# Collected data

PR #103, opened 2018-08-17
HD44780 FTDI support for USB description and serial number filtering.

jmptbl:
New string configuration directive "UsbDescription" will filter for
the first USB device that has a matching USB description.  Config
"SerialNumber" same convention as from BWCT driver.  Both unconfigured
retains same behaviour as before.

We use FTDI interfaces for a lot of hardware projects, and without this patch it is very tricky to get LCDd to open the correct one!

### DIFF
--- a/docs/lcdproc-user/drivers/hd44780.docbook
+++ b/docs/lcdproc-user/drivers/hd44780.docbook
@@ -4042,13 +4042,25 @@ This can be done by specifying <option>--enable-drivers=all</option> or by inclu
 
 <varlistentry>
   <term>
+    <property>UsbDescription</property> =
+    <parameter><replaceable>DESCRIPTION</replaceable></parameter>
+  </term>
+  <listitem><para>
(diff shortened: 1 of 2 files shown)


haraldg:
I think this is a good idea. Thanks for looking into this!

I have thought if this somehow could be added to all libftdi based drivers,
but I guess it is not all that simple without writing lots of abstraction
code, so didn't follow the idea further.

Your code can be simplified by either using strdup() for getting rid
of strlen()+malloc()+strcpy(), or alloca() for getting rid of this
complicated error handling.

I'd recommend using strdup() but am fine with either way. However I think
one of these optimizations should be used. Other then that, this PR
looks good to me.

jmptbl:
Yes, strdup is much cleaner, thanks! How does it look now?

haraldg:
Looks good, I have merged this now. Thanks for working on this.

PR #106, opened 2018-09-07
Added option to omit hostname in title bar

mobrembski:
I have 20x4 display and i don't like scrolling title bar in each screen of lcdproc just to show my hostname.
So i propose this patch to add ability to control user whenever he want's hostname in title or not.

### DIFF
--- a/clients/lcdproc/main.c
+++ b/clients/lcdproc/main.c
@@ -126,12 +126,14 @@ char *configfile = NULL;
 char *pidfile = NULL;
 int pidfile_written = FALSE;
 char *displayname = NULL;	/**< display name for the main menu */
+int showhostname = TRUE;
+char *hostname = NULL;
 
 /** Returns the network name of this machine */
 const char *
 get_hostname(void)
 {
-	return (unamebuf.nodename);
+	return hostname;
 }
 
 /** Returns the name of the client's OS */
@@ -217,7 +219,7 @@ main(int argc, char **argv)
 	opterr = 0;
 
 	/* get options from command line */
-	while ((c = getopt(argc, argv, "s:p:e:c:fhv")) > 0) {
+	while ((c = getopt(argc, argv, "s:p:e:c:fkhv")) > 0) {
 		char *end;
 
 		switch (c) {
@@ -269,6 +271,16 @@ main(int argc, char **argv)
 	if (cfgresult < 0) {
 		fprintf(stderr, "Error reading config file\n");
 		exit(EXIT_FAILURE);
+	}
+	if (showhostname == TRUE)
+	{
+		hostname = malloc(strlen(unamebuf.nodename)+2);
+		hostname[0] = ' ';
+		strcpy(hostname+1,unamebuf.nodename);
+	}
+	else
+	{
+		hostname = strdup("");
 	}
 
 	/* Set default reporting options */
@@ -422,9 +434,12 @@ process_configfile(char *configfile)
 	if (islow < 0) {
 		islow = config_get_int(progname, "Delay", 0, -1);
 	}
-
-	if ((tmp = config_get_string(progname, "DisplayName", 0, NULL)) != NULL)
+	if ((tmp = config_get_string(progname, "DisplayName", 0, NULL)) != NULL) {
 		displayname = strdup(tmp);
+	}
+	if (showhostname != FALSE) {
+		showhostname = config_get_bool(progname, "ShowHostname", 0, TRUE);
+	}
 
 	/*
 	 * check for config file variables to override all the sequence
@@ -499,6 +514,7 @@ exit_program(int val)
 	 */
 	eyebox_clear();
 #endif
+	free(hostname);
 	Quit = 1;
 	sock_close(sock);
 	mode_close();
--- a/clients/lcdproc/mem.c
+++ b/clients/lcdproc/mem.c
@@ -117,8 +117,11 @@ mem_screen(int rep, int display, int *flags_ptr)
 
 		/* flip the title back and forth... (every 4 updates) */
 		if (which_title & 4) {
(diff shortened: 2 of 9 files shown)


clients/lcdproc/main.c
```diff
@@ -248,6 +250,9 @@ main(int argc, char **argv)
 			case 'f':
 				foreground = TRUE;
 				break;
+			case 'k':
+				showhostname = FALSE;
+				break;
```
haraldg: If you add a command line option, it would need to be documented in the man page.

However unless there is a specific reason why you need a command line option, I recommend to only control this setting from the configuration file.

clients/lcdproc/main.c
```diff
@@ -423,8 +438,9 @@ process_configfile(char *configfile)
 		islow = config_get_int(progname, "Delay", 0, -1);
 	}
 
-	if ((tmp = config_get_string(progname, "DisplayName", 0, NULL)) != NULL)
-		displayname = strdup(tmp);
```
haraldg, line 427: What about this? Why is this code removed?

clients/lcdproc/main.c
```diff
@@ -499,6 +516,7 @@ exit_program(int val)
 	 */
 	eyebox_clear();
 #endif
+	free(hostname);
```
haraldg, line 517: I wouldn't bother with freeing here. If you don't call free, you also don't need to strdup() the empty string above...

clients/lcdproc/mem.c
```diff
@@ -117,8 +117,11 @@ mem_screen(int rep, int display, int *flags_ptr)
 
 		/* flip the title back and forth... (every 4 updates) */
 		if (which_title & 4) {
-			sock_printf(sock, "widget_set M subtitle %i 1 {}\n", lcd_wid - 7);
-			sock_printf(sock, "widget_set M title {%s}\n", get_hostname());
+			if (strcmp(get_hostname(), "") != 0)
+			{
```
haraldg, line 121: Just check for get_hostname()[0] == 0, this is much simpler.

Also I wouldn't object, if you made hostname accessible everwhere and got rid of get_hostname() at all.

haraldg (changes requested):
Seems to be a good idea for everybody using lcdproc on only one machine.  Thanks for looking into this!

A couple of comments, mostly minor nits, inline.

clients/lcdproc/main.c
mobrembski: Ok :) I will remove it

clients/lcdproc/main.c
mobrembski: Sorry, my bad. Added again

clients/lcdproc/mem.c
mobrembski: Fixed. But i think sticking with get_hostname() is more nicer solution for me, i don't like shared variables between units.

clients/lcdproc/main.c
mobrembski: But it is much nicer and elegant to clear used resources before exiting program. I know it doesn't change because program is beeing closed in a moment, but it is more professional.

This is also i've introduced another pull request for fixing detected leaks with valgrind.

mobrembski:
Updated commit

clients/lcdproc/main.c
```diff
@@ -126,12 +126,14 @@ char *configfile = NULL;
 char *pidfile = NULL;
 int pidfile_written = FALSE;
 char *displayname = NULL;	/**< display name for the main menu */
+int showhostname = TRUE;
```
haraldg, line 129: Why do you need to initialze showhostname?

clients/lcdproc/main.c
```diff
@@ -217,7 +219,7 @@ main(int argc, char **argv)
 	opterr = 0;
 
 	/* get options from command line */
-	while ((c = getopt(argc, argv, "s:p:e:c:fhv")) > 0) {
+	while ((c = getopt(argc, argv, "s:p:e:c:fkhv")) > 0) {
```
haraldg, line 222: I think this is a left-over from the deleted code?

clients/lcdproc/main.c
```diff
@@ -270,6 +272,16 @@ main(int argc, char **argv)
 		fprintf(stderr, "Error reading config file\n");
 		exit(EXIT_FAILURE);
 	}
+	if (showhostname == TRUE)
+	{
+		hostname = malloc(strlen(unamebuf.nodename)+2);
+		hostname[0] = ' ';
+		strcpy(hostname+1,unamebuf.nodename);
```
haraldg, line 279: Please keep to the coding style. Ie add a few spaces in the right places.

clients/lcdproc/main.c
```diff
@@ -422,9 +434,12 @@ process_configfile(char *configfile)
 	if (islow < 0) {
 		islow = config_get_int(progname, "Delay", 0, -1);
 	}
-
-	if ((tmp = config_get_string(progname, "DisplayName", 0, NULL)) != NULL)
+	if ((tmp = config_get_string(progname, "DisplayName", 0, NULL)) != NULL) {
 		displayname = strdup(tmp);
+	}
+	if (showhostname != FALSE) {
```
haraldg, line 440: I think this if statement is not needed after removing the command line option.

clients/lcdproc/main.c
haraldg: Well, C is often not nice or elegant, but practical ... :-)

I disagree about professionalism: I'm fine with adding extra code, if it helps readability (though comments are usually better), but in this case it only inflates the source and the footprint of the binary without any true benefit.

haraldg (commented):
Looks like we need an other round of updates.

PR #107, opened 2018-09-07
Fix lcdproc memory leaks and warnings

mobrembski:
Fixes memory leaks and compilation warnings in lcdproc

### DIFF
--- a/clients/lcdproc/iface.c
+++ b/clients/lcdproc/iface.c
@@ -517,3 +517,11 @@ actualize_transfer_screen(IfaceInfo *iface, int index)
 		}
 	}
 }
+
+void iface_shutdown(void)
+{
+	for (iface_count = 0; iface_count < MAX_INTERFACES; iface_count++) {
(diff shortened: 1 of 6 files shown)


haraldg:
Hi,

thanks for working on lcdproc. It's not clear to me, what problems this
patch is trying to solve. (Note that it is not necessary to free() memory
immediatly before terminating the process, as terminating frees all RAM
(and file descriptors) anyway.

It seems there are different independent changes in this patch. Maybe
you can submit the real fixes as separate patches - can be one PR or
even overwritting this PR, but different commits - with commit messages
describing what actual problem is solved by the commit.

Thanks,
Harald

willfe:
I'm closing this for inactivity (it's been 8 years) but have generated a new task for myself (#229) to go digging through the repo for memory leaks and compiler warnings.

Thanks OP for submitting this (and @haraldg for responding to it back in the day). I'll try to get things moving again to hopefully address things you found when you submitted this to the project.

PR #111, opened 2018-10-05
Added an option to turn on/off the backlight for the oldtime display.

NicolasJourden:


clients/lcdproc/lcdproc.conf
```diff
@@ -106,7 +106,8 @@ DateFormat="%x"
 # Display the title bar in two-line mode. Note that with four lines or more
 # the title is always shown. [default: true; legal: true, false]
 #ShowTitle=false
-
+# Enable or disable the backlight
```
dod38fr: Could you add `[default: false; legal: true, false]` in this comment ?

This helps [cme](https://github.com/dod38fr/config-model/wiki/Managing-Lcdproc-configuration-with-cme) to [generate a more accurate model for lcdproc](https://ddumont.wordpress.com/2011/07/03/generate-a-configuration-editor-from-a-config-template-file-with-perl-lcdproc-example/)

All the best

haraldg:
What's the rationale behind this change? Ie why would you want to set the backlight only for the oldtime screen but not the others?

clients/lcdproc/lcdproc.conf
NicolasJourden: This has been added in the second commit.

NicolasJourden:
> What's the rationale behind this change? Ie why would you want to set the backlight only for the oldtime screen but not the others?

Sure. I could add this option to all the screens related in chrono.c
What would you suggest? Or add this to all the screens?
To me, by default the backlight should be on.
And you can set it off using backlight parameter in each of the screens of lcdproc.conf.

I added this option because I use the LCD as a display for my alarm clock.
And I have another screen made using telnet that turns on the screen and display nice things.

haraldg:
Nicolas JOURDEN writes:
> Sure. I could add this option to all the screens related in chrono.c
> What would you suggest? Or add this to all the screens?
> To me, by default the backlight should be on.
> And you can set it off using backlight parameter in each of the screens of lcdproc.conf.

Well usually people set the backlight (default) in their LCDd.conf and then
they can change it from the menu at runtime (if they have keys).

Clients can change the backlight on a per screen basis but AFAIK it is
rarely done. Do you actually have a use case where you want to have one
lcdproc screen with backlight on and an other lcdproc screen with backlight
off?

> And I have another screen made using telnet that turns on the screen and display nice things.

Anything you want to share? We might add your script to the examples
folder ...

NicolasJourden:
Yes, I can manage to share my perl script showing how I configure with second screen.

My use case is simple: display the hour, date on the screen with backlight off by default.
Run another client that display another information (title played) with the backlight on.

Another solution for that could be hardware too since I could control the backlight with a simple PWM and a transistor.

Also I noticed that clients can't control each other screens. Meaning my client can not control the backlight for OldTime.

haraldg:
Nicolas JOURDEN writes:
> My use case is simple: display the hour, date on the screen with backlight off by default.
> Run another client that display another information (title played) with the backlight on.

Then I think adding a backlight option on a per client basis should be enough ...

> Also I noticed that clients can't control each other screens. Meaning my client can not control the backlight for OldTime.

Yes, it's debateable whether the client isolation in lcdproc is a good
thing. We already have "enable_permissive_goto" to work around that. I'm
open to ideas to poke an other hole into client isolation, if there is
interest in doing so.

haraldg:
Never anything came from this discussion so closing. Please open an new PR if there is any code implementing one of the above ideas. 

If you feel there is a need for further discussion, feel free to reopen this PR.

PR #116, opened 2019-04-11
Small screen and mx5000 fixes

jwrdegoede:
Here is a series of fixes for screens with 4+ lines, while being smaller then 18 characters wide as well as a some fixes + input support for the mx5000 driver.

This series has been tested with a mx5000 keyboard which has a builtin LCD with a size of 17x4 characters.

### DIFF
--- a/clients/lcdproc/cpu.c
+++ b/clients/lcdproc/cpu.c
@@ -75,9 +75,9 @@ cpu_screen(int rep, int display, int *flags_ptr)
 			sock_send_string(sock, "widget_add C two string\n");
 			sock_send_string(sock, "widget_add C three string\n");
 			sock_printf(sock, "widget_set C one 1 2 {%-*s%-*s}\n",
-					lcd_wid / 2, "Usr", lcd_wid / 2, "Nice");
+					(lcd_wid + 1) / 2, "Usr", lcd_wid / 2, "Nice");
 			sock_printf(sock, "widget_set C two 1 3 {%-*s%-*s}\n",
-					lcd_wid / 2, "Sys", lcd_wid / 2, "Idle");
+					(lcd_wid + 1) / 2, "Sys", lcd_wid / 2, "Idle");
 			sock_printf(sock, "widget_set C three 1 4 {0%%%*s100%%}\n", gauge_wid, "");
 			sock_send_string(sock, "widget_add C usr string\n");
 			sock_send_string(sock, "widget_add C nice string\n");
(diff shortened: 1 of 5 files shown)


jwrdegoede:
FYI I've also submitted a set of fixes to libmx5000, this series is independent of those fixes:
https://github.com/coolacid/mx5000tools-revo/pull/1

haraldg:
Looks very good. I have only one point of concern: The "Add support for buttons ..." patch makes this explicitely a linux only driver. OTOH we already have a generic linux_input driver, which might be used as well.

I guess it is no big deal in this case, as mx5000tools/libmx5000 seems to be linux only itself at the moment. Still it feels cleaner to pretend this driver is generic.

What do you think?

jwrdegoede:
I realize that the same functionality can probably (I did not try) be achieved with the linux_input driver. I did actually notice that driver before I wrote the "Add support for buttons ..." patch. But that will require a lot of manual setup and I prefer an approach which will "just work" for end users.

Since I got my mx5000 keyboard I've actually been working on some auto-configuration and activation of LCDd and lcdproc, so that we can **maybe** ship them as part of the default Fedora workstation live images and have LCD status screens "just work" ootb in some cases. Here is what I have sofar: 
https://fedorapeople.org/~jwrdegoede/lcdproc/

The idea is that this work as follows, the LCDd*.service and lcdproc.service will be installed in /lib/systemd/system but they will not get enabled by default (users can still enable them manually when using a manual config).

90-lcdproc.rules is a udev rule which will get lcdproc.target started explicitly which will start LCDd-hwdetect.service LCDd.service and lcdproc.service in that order. LCDd-hwdetect.service will generate a LCDd.conf *if none exists* using LCDd-hwdetect.service, which knows about the same LCD-s as the udev rules. I do plan to upstream this eventually but atm it still is very new and only supports 1 device. I do have a 
a Logitech g15 v1 keyboard and one of these: https://www.banggood.com/1602-RGB-LCD-Display-With-USB-Port-For-Raspberry-Pi-3B-2B-B-Windows-Linux-p-1079617.html on the way and I plan to also add auto detect/config of those too.

Having input support inside the mx5000 driver which "just works" will be quite helpful for this and IMHO the knowledge of the specific custom Logitech scancodes used for the buttons below the LCD really belongs inside the mx5000 driver.

Given that the new input support is limited to just 2 functions, if libmx5000 ever gets supported on other platforms we can easily wrap these 2 in #ifdef __linux__ .

FYI this whole adventure started because I gota mx5000 keyboard to have a Logitech bluetooth keyboard for testing and developing a large kernel patch series which I've been working on which greatly improves support for Logitech wireless keyboards and mice, see: https://www.spinics.net/lists/linux-input/msg60944.html

haraldg:
Since you clearly have considered linux_input, but still prefer to handle
this in the mx5000 driver, that's good enough for me. I intend to merge
this PR.

However now that I know the big picture of what you are doing (thanks
BTW) an other question comes to mind: Wouldn't it be better to handle
this in LCDd-hwdetect.service? lcdproc releases way slower than the
kernel and probably slower than many distributions. If new HW revisions
use different scan codes or some other minor incompatibility happens, I'd
figure most distributions would prefer patching LCDd-hwdetect.service
instead of the driver itself.

jwrdegoede:
I really want to limit the CDd-hwdetect.sh script to mapping USB/Bluetooth product and device ids to drivers.

Also the current linux_input driver does not support mappings based on raw scancodes at all, and by default the kernel will send KEY_UNKNOWN as event-code for all 4 keys below the mx5000 LCD so we really need to look at the raw scancodes. As for the scancodes changing with different revisions I'm not worried about that.

So all in all I would like to proceed with this pull-req as is.

haraldg:
This still seems a bit hacky, but I have merged it anyway on the grounds that it is unclear which way future development (like BSD support) would be going. This might be subject to refactoring in the future.

jwrdegoede:
Thank you for merging this.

# TASK
Filter the entries by the string "noticed" and copy each matching line.

# RESPONSE TO THE TASK
Also I noticed that clients can't control each other screens. Meaning my client can not control the backlight for OldTime.
> Also I noticed that clients can't control each other screens. Meaning my client can not control the backlight for OldTime.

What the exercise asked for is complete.